> **WHAT THE TASK REQUIRES**
Among the lines below, count those with "shared". Give the total alone.

> **DATA RECORDS**
PR #534, opened 2023-09-08
Address field: Add super-scaffolding support, document new field and document updating dependent-fields in a form

pascallaliberte:
Closes #533

This PR adds super-scaffolding support, documents the field and documents the self-updating form mechanism to be used elsewhere in forms.

* [x] Add the new `address_field` to the super-scaffolding mechanism
* [x] Document the new `address_field` compound field partial, its large support for country and region choices out of the box.
* [x] Add the address field to the showcase preview
* [x] Document the `attributes/address` partial and its display options (one_line)
* [x] Clarify the options available for the address_field (can it be read-only? will that render all sub-fields read-only?). See the showcase preview
* [x] Document the new mechanism for auto-updating dependent form fields (e.g. the states/provinces/region field updates based on `country_id` selected). Resolves https://github.com/bullet-train-co/bullet_train-fields/issues/42

PR #541, opened 2023-09-11
Add address_field to field partial help text

gazayas:
@pascallaliberte I know #534 is still a draft, but this CLI help text is relatively new so I just wanted to make sure it was covered. You can run this command to check it out in the terminal:

```
bin/super-scaffold --field-partials
```


jagthedrummer:
@gazayas, are you thinking we should get this in before #534?

gazayas:
@jagthedrummer I think it's fine either way, I just wanted to make sure we put the help text in!

We probably won't need `bin/super-scaffold --field-partials` if we implement https://github.com/bullet-train-co/bullet_train/issues/988 though.

jagthedrummer:
I think I'll wait until #534 is merged. Just so we're not showing people incorrect info.

PR #546, opened 2023-09-12
Require users to enter their current password to change their email

jagthedrummer:
This guards against account takeover in the "laptop left unlocked in a coffee shop" scenario.

This is basically what Devise does out of the box.

CleanShot 2023-09-12 at 12 19 12


bullet_train/config/locales/en/users.en.yml
```diff
@@ -5,20 +5,24 @@ en:
...
     edit:
       section: "%{users_possessive} Profile"
       profile:
         header: Update Your Profile
-        description: You can update the email address where you'll receive notifications and also update the way your name is displayed.
-      password:
-        header: Update Your Password
+        description: You can update the way your name is displayed and your time zone.
+      email_and_password:
+        header: Update Your Email Addresss & Password
```
gazayas, line 15: Addresss > Address

bullet_train/app/views/account/users/edit.html.erb
```diff
@@ -23,18 +23,35 @@
...
-                  <%= render 'shared/fields/password_field', method: :password_confirmation %>
+                  <%= render 'shared/fields/email_field', method: :email, options: {autofocus: true} %>
+
+                  <hr>
+
+                  <p><%= t('.email_and_password.new_password') %></p>
+
+                  <div class="grid grid-cols-1 gap-y gap-x sm:grid-cols-2">
+                    <div class="sm:col-span-1">
+                      <%= render 'shared/fields/password_field', method: :password, options: {show_strength_indicator: true}, other_options: { required: false } %>
```
gazayas, line 40: `other_options: { required: false }` in action! :100:

bullet_train/app/views/account/users/edit.html.erb
```diff
@@ -23,18 +23,35 @@
         <%= render 'account/users/oauth' %>
 
         <%= render 'account/shared/box', divider: true do |box| %>
-          <% box.title t('.password.header') %>
+          <% box.title t('.email_and_password.header') %>
+          <% box.description t('.email_and_password.description') %>
```
gazayas, line 27: Apologies for being really nitpicky, but could this be `email_or_password`? We can technically edit one or the other, so I feel like matching these keys with the other additions in this PR is appropriate. I'm open if this is commonly done in other web apps though.

gazayas (commented):
I like placing the email and password fields together, I think it makes more sense. Also confirmed that the mobile style is working fine.

I noticed that I wasn't getting an email notifying me after changing either my email address or password. Is this a devise thing in development that I'm missing?
```
When you change these credentials we'll email you a confirmation.
```

Looks good to me besides that.

bullet_train/app/controllers/concerns/account/users/controller_base.rb
```diff
@@ -24,15 +24,15 @@ def edit
   def show
   end
 
-  def updating_password?
```
kaspth, line 27: I wonder if we can yank this? I'm guessing apps won't be relying on this since they may not be overriding `update` which uses it, but I don't know if that's a safe bet.

kaspth (approved):
Overall looks good!

bullet_train/app/views/account/users/edit.html.erb
jagthedrummer: @gazayas I originally went with `email_or_password` but then realized that it reads weird on the page if the header says "Update Your Email Address or Password" when you can actually change both with the same form. I finally decided that for purposes of displaying them it should be "and" mostly because they live in the same form and so the form is for "email _and_ password". (Technically it's "email and/or password" but I don't think we want to be _that_ precise.)

bullet_train/app/controllers/concerns/account/users/controller_base.rb
jagthedrummer: 🤔 Hmm... That's a good question, @kaspth. If we leave it in, should it do what it's always done and just check for `:password` or should we make it an alias for `updating_password_or_email?`?

gazayas (approved):

bullet_train/app/controllers/concerns/account/users/controller_base.rb
jagthedrummer: OK, instead of yanking the method I'm leaving it as it was, but adding a deprecation message. If someone is using it they'll see something like this in their console:

```
DEPRECATION WARNING: #updating_password? is deprecated. \
  Use #updating_password_or_email? instead. \
  (called from block in update at /Users/jgreen/projects/bullet-train-co/bullet_train-core/bullet_train/app/controllers/concerns/account/users/controller_base.rb:43)
```

Issue #1208, opened 2025-09-03
Document how to replace the main font


pascallaliberte:
Currently, the main `inter` font is included from a `cdn` directly in the theme's `layouts/_head`.

It would be nice to expose a `_fonts` partial (easier to eject), and an optional and empty `fonts.css` file that we could override locally.

Also, it would be nice to add an entry in our documentation on how to define fonts, particularly how we recommend loading local font file assets.

PR #1284, opened 2025-11-27
Document how to customize fonts

pascallaliberte:
Joint PR: https://github.com/bullet-train-co/bullet_train/pull/2325

This PR:
- adds a way to more easily remove the default `Inter` font: creates a new `head/_fonts` partial.
- updates the docs with instructions on Customizing Fonts

Fixes https://github.com/bullet-train-co/bullet_train-core/issues/1208


pascallaliberte:
I think `inter` is definitely part of the `light` theme, and so should stay bundled with it.

To slim down the instructions, I think this still be better than, say, including the inter font from a fonts.css we could eject (which not be picked up locally anyway without a custom postcss-import-config variable e.g. `$ThemeFontsStylesheet`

> **FINISHED TASK**
4